The purpose of this study was to evaluate the anaerobic threshold (AT) with a graphic visual method for estimating the intensity of ventilatory and metabolic exertion and to determine the ratings of perceived exertion (RPE) on the Borg CR-10 scale during a continuous ramp type exercise test (CT-R). Forty healthy, physically active and sedentary young women (age 23.1 ± 3.52 years) were divided into two groups according to their fitness level: active group (AG) and sedentary group (SG) and were submitted to a CT-R on a cycloergometer with 20 to 25 W/min increments. Shortly before the end of each one-minute period, the subjects were asked to rate dyspnea (RPE-D) and leg fatigue (RPE-L) on the Borg CR-10 scale. After the AT was determined with the graphic visual method, the score that the volunteers gave on the Borg CR10 scale was verified. Data were analyzed using the Mann-Whitney and Spearman correlation tests with the significance level set at 5%. The mean ratings of RPE-L and RPE-D at the AT level were not significantly different between groups (p > 0.05). Significant correlations were found between VO2, heart rate (HR), power output and RPE for both groups. The muscular and respiratory RPE, according to the Borg CR-10 scale, were correlated with the AT, suggesting that scores close to 5, which correspond to a “strong” perception, may be used as parameters for quantifying aerobic exercise intensity for active and sedentary individuals. The similar perception of exercise intensity, which corresponded to the AT of different individuals, makes it possible to prescribe exercise at an intensity equivalent to the AT by means of the RPE.
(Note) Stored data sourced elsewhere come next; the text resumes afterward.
PR #3153, opened 2026-09-10
fix(srv): Phase 0b cleanup — purge refs on bundle delete, validate the bound components

AgentA-asaf:
The two items #3152's body listed as deferred. Follow-up to #3152 (Phase 0b). Tracking: #3148.

**1. Deleting a bundle left its component refs behind.**

`bundle_delete` lives on the store that owns `db_bundles`, which does not have the ref tables at all — they sit beside the catalog tables they key into, in the other database. That is also why no foreign key reaches across (`migrations.rs:721-741`). So nothing removed a deleted bundle's refs, and a later bundle reusing that id would inherit components nobody chose.

The handler now purges them, since it is the only place both stores are in scope. Best-effort: the bundle is already gone by then, so a failure here must not turn a successful delete into an error. `managed_unbind_all_for_bundle` mirrors `managed_delete`'s existing purge from the other side — neither can rely on the declared FKs, which only cascade when `PRAGMA foreign_keys` is ON, and it is only ever set in tests.

**2. `bundle.validate` was reporting on retired data.**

Key words: Rating of perceived exertion, anaerobic threshold, exercise test


           Key Points
  • Interest in quantitative and systematic determination of the AT is growing, however, qualitative studies measure the AT by perceived exertion, are still unsubstantial.
  • Borg CR-10 scale is a category scale with ratio properties consisting of numbers related to verbal expressions, which allows rate comparison between intensities as well as a determination of intensity levels.
  • Scores close to 5 expressed on the Borg CR-10 scale, which correspond to a “strong” perception, may be used as parameters for quantifying the aerobic exercise intensity of both active and sedentary women.

INTRODUCTION

The interest in identifying the critical intensity workload above which lactate accumulation occurs has a long history (Owles, 1930; Wasserman and Mclloroy, 1964). The level of physical exercise at which energy production by aerobic metabolism is supplemented by anaerobic metabolism is characterized as the anaerobic threshold (AT) (Beaver et al., 1986; Wasserman et al., 1999).

Lactate is a quantitatively important oxidizable substrate and gluconeogenic precursor as well as a means by which metabolism in diverse tissues is coordinated, especially during physical exercise (Brooks, 2009). Recognition that there exist both intra- and extracellular effects of lactate production and removal has led to renaming of the original ‘lactate shuttle’ hypothesis (Brooks, 1985) the ‘cell-cell lactate shuttle’ (Brooks, 1998).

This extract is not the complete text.